私たちはトランスクリプトーム情報を使って未知の細胞外マトリックスタンパク質を探索する過程で、α9β1インテグリンに結合する新規細胞外マトリックスタンパク質Polydom(別名SVEP1)を見いだしました(図上Ref.15。Polydomは胎児の間葉組織で主に発現しており、この遺伝子を欠失させたマウスは重度のリンパ浮腫を発症して、出生直後に死亡します(図中Ref.16。このPolydom欠失マウス胎児のリンパ管を経時的に解析すると、初期のリンパ管叢は形成されるものの、それに続く集合リンパ管やリンパ弁の形成が起こらないことがわかり、Polydomがリンパ管形成、特にリンパ管のリモデリング、に必要であることがわかりました(図下Ref.16。リンパ管のリモデリングには、Tie1と呼ばれるチロシンキナーゼドメインをもつ膜受容体やAngiopoietin-2と呼ばれる分泌タンパク質が関わることが知られています。私たちはPolydomがTie1と直接結合し、PI3K/Akt経路を介してリンパ管内皮細胞の遊走を誘導することを最近見いだしましたRef.17。Tie1と結合するリガンド分子は長い間不明でしたが、その実体がPolydomであることが私たちの研究から明らかとなりました。

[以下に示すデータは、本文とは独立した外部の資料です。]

PR #462, opened 2016-10-31
build: drop `trapret` function from non-Linux HOST_TAR variant

commodo:
Looks like this was meant to workaround some limitations with
non-GNU tar variants (like BSD-tar which are present on Mac os BSD hosts).

Though, I cannot find any use of that `+s` option that's mentioned
in the comment.

Last hash of this I found was 24faf55360271cd0bfc4751753384f9210d52f7f

In my case, it now this fails for `python-setuptools` on Mac OS X (the host-build with):
```
trapret 2 tar -C <home-dir>/work/sources-work/lede/build_dir/target-i386_pentium4_musl-1.1.15/python-setuptools-27.2.0 --strip-components=1 -xzf <home-dir>/work/sources-work/lede/dl/setuptools-27.2.0.tar.gz
bash: trapret: command not found
```

So, I was thinking maybe it's time to remove this workaround (9 years later).
I could also fix the `python-setuptools` host build. If that's more preferred.

[ Btw, I just recently transitioned to a Mac machine for dev-ing,
  so a lot of (this Mac) stuff I'm finding out is new to me too. ]

### DIFF
--- a/include/shell.sh
+++ b/include/shell.sh
@@ -14,21 +14,6 @@ isset() {
 	[ -n "$var" ]
 }
 
-trapret() {(
-	local retvals="$1"; shift
-	local cmd="$1"; shift
-	for retval in $(echo $retvals); do
-		local trap_$retval=1
-	done
-	"$cmd" "$@" || {
-		local retval="$?"
-		eval "trapped=\${trap_$retval}"
-		[ -n "$trapped" ] || {
-			return $retval
-		}
-	}
-)}
-
 md5s() {
 	cat "$@" | (
 		md5sum 2>/dev/null ||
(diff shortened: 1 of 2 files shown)


jow-:
Iirc we're building our own host tar anyway because we need some other GNU features for reproducible builds (like `--sort` or `--owner`) so it likely makes no sense to keep this compat code.

commodo:
ah ; thanks for the clarification on that one (the `+s` one)

jow-:
Had a quick chat with @nbd168 on this and we concluded that we should drop that `trapret()` and see if and what breaks, so LGTM.

jow-:
Pulled into my staging tree: https://git.lede-project.org/2e2af34

PR #463, opened 2016-10-31
opkg: build against libcurl if it's available

commodo:
If libcurl is available just use it instead of wget for downloading.

### DIFF
--- a/package/system/opkg/Makefile
+++ b/package/system/opkg/Makefile
@@ -46,6 +46,7 @@ define Package/opkg/Default
   TITLE:=opkg package manager
   DEPENDS:=+uclient-fetch
   URL:=http://wiki.openmoko.org/wiki/Opkg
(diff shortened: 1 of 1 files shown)


jow-:
NAK - this will cause the opkg packages in the repo to depend on libcurl for all users. The libcurl support needs to be an explicit build variant or optional menuconfig symbol to avoid increasing the opkg size by default.

commodo:
oh ; ok ; will re-spin

closing until then

diizzyy:
@commodo 
Why is this even an issue as "wget" is provided by busybox?

commodo:
wget does not have SSL support by default ; libcurl might be linked against SSL
in our case libcurl use SSL
so, the BUILD_VARIANT option also works for me

jow-:
Current LEDE head actually uses uclient-fetch which disguises itself as wget. If you install one of the ustream-ssl providers, it gains SSL (https://) support.

PR #464, opened 2016-11-01
ramips: Fix flash size for Newifi D1

hbl0307106015:
1. The flash size of Newifi-D1 is 32MB, I am sorry for my mistake.
2. Reboot will always hang on (mt7621 with 32MB spi-nor flash)  Newifi D1, this 0902 patch can fix the problem.

### DIFF
--- a/target/linux/brcm47xx/image/Makefile
+++ b/target/linux/brcm47xx/image/Makefile
@@ -138,6 +138,7 @@ define Device/Default
 	KERNEL := kernel-bin
 	IMAGE_NAME = $$(IMAGE_PREFIX)-$$(1).$$(2)
 	KERNEL_NAME = vmlinux.lzma
+	KERNEL_INITRAMFS_NAME = vmlinux-initramfs.lzma
 	FILESYSTEMS := $(FS_64K)
 	IMAGES := trx
 	IMAGE/trx := append-rootfs | trx-with-loader


toolchain/gcc/patches/5.4.0/931-fix-mips-use-FP-instruction-on-none-soft-float-targets.patch
```diff
@@ -0,0 +1,87 @@
+diff --git a/libffi/src/mips/o32.S b/libffi/src/mips/o32.S
```
hbl0307106015: For more details, please visit below link:

[libffi #264](https://github.com/libffi/libffi/pull/264/commits/b74761126a209e779d0d23a74fe15d09ea69d72a)

hbl0307106015:
below link is the detail for libffi change which is from libffi #264

https://github.com/libffi/libffi/pull/264/commits/b74761126a209e779d0d23a74fe15d09ea69d72a

hbl0307106015:
@blogic Hi John Crispin, excuses me,  is there any wrong with my commit ? Please let mt know if I did do well enough, thanks!

target/linux/ramips/dts/PBR-D1.dts
```diff
@@ -0,0 +1,159 @@
...
+		compatible = "gpio-keys-polled";
+		#address-cells = <1>;
+		#size-cells = <0>;
+		poll-interval = <20>;
+
+		wps {
+			label = "reset";
+			gpios = <&gpio1 38 1>;
+			linux,code = <0x211>;
+		};
```
981213: Is this key a WPS or reset button?

hbl0307106015:
@981213 look, that's it? I 'git rebase' the repository and create another new PR.

mkresin:
Have you send the reboot hang fix upstream (see http://www.linux-mtd.infradead.org/source.html topic "Patch submission")? It should be fixed in the kernel and backported if accepted upstream.

Or is this a backport from a more recent kernel version? If so, please mention the kernel commit id in the commit message.

target/linux/ramips/patches-4.4/0902-fix-reboot-hang-with-32m-spi-flash.patch
```diff
@@ -0,0 +1,69 @@
...
+@@ -907,6 +911,21 @@ static const struct spi_device_id *jedec_probe(struct spi_device *spi)
+ 	return ERR_PTR(-ENODEV);
+ }
+ 
++static int m25p80_reboot(struct notifier_block *nb, unsigned long val,
++			       void *v)
++{
++	struct mtd_info *mtd;
++
++	mtd = container_of(nb, struct mtd_info, reboot_notifier);
```
blogic: this patch look technically correct, however could add a

if (this is a chip that needs the quirk) {

}

line so that the registers are only written if we really need to.

blogic:
merged the 1st patch.

hbl0307106015:
@blogic  thanks, 

@mkresin  The 2nd patch (reboot hang) is not yet sent upstream, but I will check again and do it later. 

thanks for your suggestion.

target/linux/ramips/patches-4.4/0902-fix-reboot-hang-with-32m-spi-flash.patch
hbl0307106015: OK, got it, I think I should considerate what kind of flash chip (i.e. more than 32MB) need the quirk.

mkresin:
I've the impression you are facing the issue that was discussed in https://patchwork.ozlabs.org/patch/541391/.

I'm the opinion that I saw either a LEDE patch or some kernel mtd code which already addresses the issue. But I couldn't find it so far...

mkresin:
FYI, your mtd patch fixes the reboot issue seen on Archer C2600 v1.1 [as well](https://github.com/lede-project/source/pull/494#issuecomment-259737057). The used flash chip is similar to the one of the D1: MX25L25635.

Means, this patch need to go to target/linux/generic.

hbl0307106015:
@mkresin  OK, got it !

hbl0307106015:
@mkresin @blogic  OK, I updated the patch file just now, please check it, thanks!  Note The dts file should replace the m25p's compatible with "mx25l25635e" .

mkresin:
I'm it doubt that this will be accepted upstream. You should really send this in a first step as a RFC upstream to get some feedback on what's the preferred way of applying the chip specific workaround.

It could be for example a new device tree parameter which sets a flag which will be evaluated later (similar to [fast-read](https://github.com/torvalds/linux/blob/27bcd37e0240bbe33f0efe244b5aad52104115b3/drivers/mtd/spi-nor/spi-nor.c#L1423)) in case this workaround needs only be applied for some socs/configs. Or maybe a [hardcoded flag for the mx25l25635e](https://github.com/torvalds/linux/blob/27bcd37e0240bbe33f0efe244b5aad52104115b3/drivers/mtd/spi-nor/spi-nor.c#L874).

Nevertheless you should implement something based on the know JEDEC id instead of introducing a new modalias. Not sure if the opcode is supported for all Macronix SPI flash chips. In that case you can implement something based on the [manufacture part of the JEDEC id](https://github.com/torvalds/linux/blob/27bcd37e0240bbe33f0efe244b5aad52104115b3/drivers/mtd/spi-nor/spi-nor.c#L1273).

To implement something chip specific based on the JEDEC id you need to compare the remaining [parts of the JEDEC id](https://github.com/torvalds/linux/blob/27bcd37e0240bbe33f0efe244b5aad52104115b3/drivers/mtd/spi-nor/spi-nor.c#L1034).

dmke:
FYI, the Digineo AC1200 Pro (mt7621 w/ 32M flash as well) has the same problem.

The patch I butchered together looks oddly familiar (https://gist.github.com/dmke/d389bc364b3f73f525076eaee0019dc1) :-)

I'll have a look into the RFC process and ask upstream for advice.

hbl0307106015:
@dmke  thanks,   
 Excuses me,  I have a question, I can't send patch or even email to linux-mtd@lists.infradead.org, strange!!!!

bobafetthotmail:
did you set the email program to send "plain text" emails? Many email programs use HTML in the email and that is rejected from the mailing list servers.

dmke:
FYI: http://lists.infradead.org/pipermail/linux-mtd/2016-November/070368.html

rotanid:
why was this closed? is it fixed, also for Digineo AC1200 Pro ? @dmke 
at least there was an answer on the linux-mtd list 6 days ago...

dmke:
There are patches on the way enabling stateless addressing mode, but they still need to be tested (I hope to find some time this week to do some testing):

> Subject: [[PATCH v4 0/8] mtd: spi-nor: parse SFDP tables to setup (Q)SPI memories](http://lists.infradead.org/pipermail/linux-mtd/2016-November/070414.html)
> From: Cyrille Pitchen
> Date: Mon Nov 21 06:15:39 PST 2016
>
> See thread here: http://lists.infradead.org/pipermail/linux-mtd/2016-November/thread.html#70414

Since this PR will become superfluous once the spi-nor patches are available upstream and backported to 4.4, holding it open doesn't make much sense, I think.

dmke:
This seems promising: 

> [PATCH v2 0/2] mtd: spi-nor: add a stateless method to support memory size above 128Mib
> http://lists.infradead.org/pipermail/linux-mtd/2016-December/070889.html

What is necessary to backport these patches to LEDE's linux-4.4 kernel, so that I can test it?

mkresin:
Not sure how up to date the guide is: https://wiki.openwrt.org/doc/devel/patches#adding_or_editing_kernel_patches

Basically you need to backport the patches by adding them to target/linux/generic/patches-4.4. This time generic is the right place for the patches (instead of target/linux/ramips/patches-4.4) since the issue is present in multiple targets (at least on ipq806x and ramips).

PR #521, opened 2019-07-30
Add a PIVOT function

hbs:


warp10/src/main/java/io/warp10/script/functions/PIVOT.java
```diff
@@ -0,0 +1,302 @@
...
+            break;
+          }
+        }
+        
+        if (skip) {
+          continue;
+        }    
+        
+        // Increase the index of the first labeling GTS
+        labelingIndices[0]++;
```
ftence: Too early, this index is used line 176 & 178.
Increment should be done line 261.

warp10/src/main/java/io/warp10/script/functions/PIVOT.java
```diff
@@ -0,0 +1,302 @@
...
+import io.warp10.continuum.gts.GTSHelper;
+import io.warp10.continuum.gts.GeoTimeSerie;
+import io.warp10.script.NamedWarpScriptFunction;
+import io.warp10.script.WarpScriptException;
+import io.warp10.script.WarpScriptStack;
+import io.warp10.script.WarpScriptStackFunction;
+
+public class PIVOT extends NamedWarpScriptFunction implements WarpScriptStackFunction {
+  
+  private final boolean synchronous;
```
ftence: There is little code in common between synchronous and non-synchronous version, maybe splitting the two versions and sharing the common code could make the class clearer?

warp10/src/main/java/io/warp10/script/functions/PIVOT.java
```diff
@@ -0,0 +1,302 @@
...
+          throw new WarpScriptException(getName() + " labeling class '" + entry.getKey() + "' is already a label of a Geo Time Series™ to label.");
+        }
+      }
+    }
+        
+    //
+    // Now sort all GTS
+    //
+    
+    for (Object g: gts) {
```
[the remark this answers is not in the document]
hbs: The reason why it is done here is that we only do it if no exception was thrown in the previous loop.

warp10/src/main/java/io/warp10/script/functions/PIVOT.java
```diff
@@ -0,0 +1,302 @@
...
+      GTSHelper.sort((GeoTimeSerie) g);
+    }
+    
+    for (Object g: labeling) {
```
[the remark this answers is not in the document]
hbs: Ditto

warp10/src/main/java/io/warp10/script/functions/PIVOT.java
hbs: Leaving that for a future PR of yours ;-)

hbs:
PTAL

ftence:
Looks good.

PR #522, opened 2019-07-31
Initial commit of GEO.COVER, GEO.COVER.RL

hbs:


warp10/src/main/java/io/warp10/script/functions/GEOCOVER.java
```diff
@@ -0,0 +1,120 @@
...
+            while (decoder.next()) {
+              long location = decoder.getLocation();
+              if (GeoTimeSerie.NO_LOCATION != location) {
+                long cell = ((location & mask) >>> 4) | prefix;
+                cells.add(cell);
+              }
+            }            
+          }
+        }
+
```
ftence: ElementOrListStackFunction can work on any type so you still need to throw a WarpScriptException if the type of `element` is not what you expect.
So add a `else { throw ... }`.

warp10/src/main/java/io/warp10/script/functions/GEOCOVER.java
```diff
@@ -0,0 +1,120 @@
...
+              long location = GTSHelper.locationAtIndex(gts, i);
+              if (GeoTimeSerie.NO_LOCATION != location) {
+                long cell = ((location & mask) >>> 4) | prefix;
+                cells.add(cell);
+              }
+            }            
+          }
+        } else if (element instanceof GTSEncoder) {          
+          if (rhumblines) {
+            throw new WarpScriptException(getName() + " hmm weird, we should never end here!");
```
ftence: So weird it can never happen, maybe change that to a comment?

hbs:
PTAL

ftence:
Looks good.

Polydomは間葉細胞が分泌するタンパク質で、脂肪組織で高い発現が認められています。私たちはマウス脂肪組織から分離した脂肪幹細胞がPolydomを高発現していることを見いだしています。脂肪幹細胞が発現(分泌)するPolydomが脂肪組織でどのような機能を担っているのか、現在、Polydom欠失マウスを使って解析を進めています。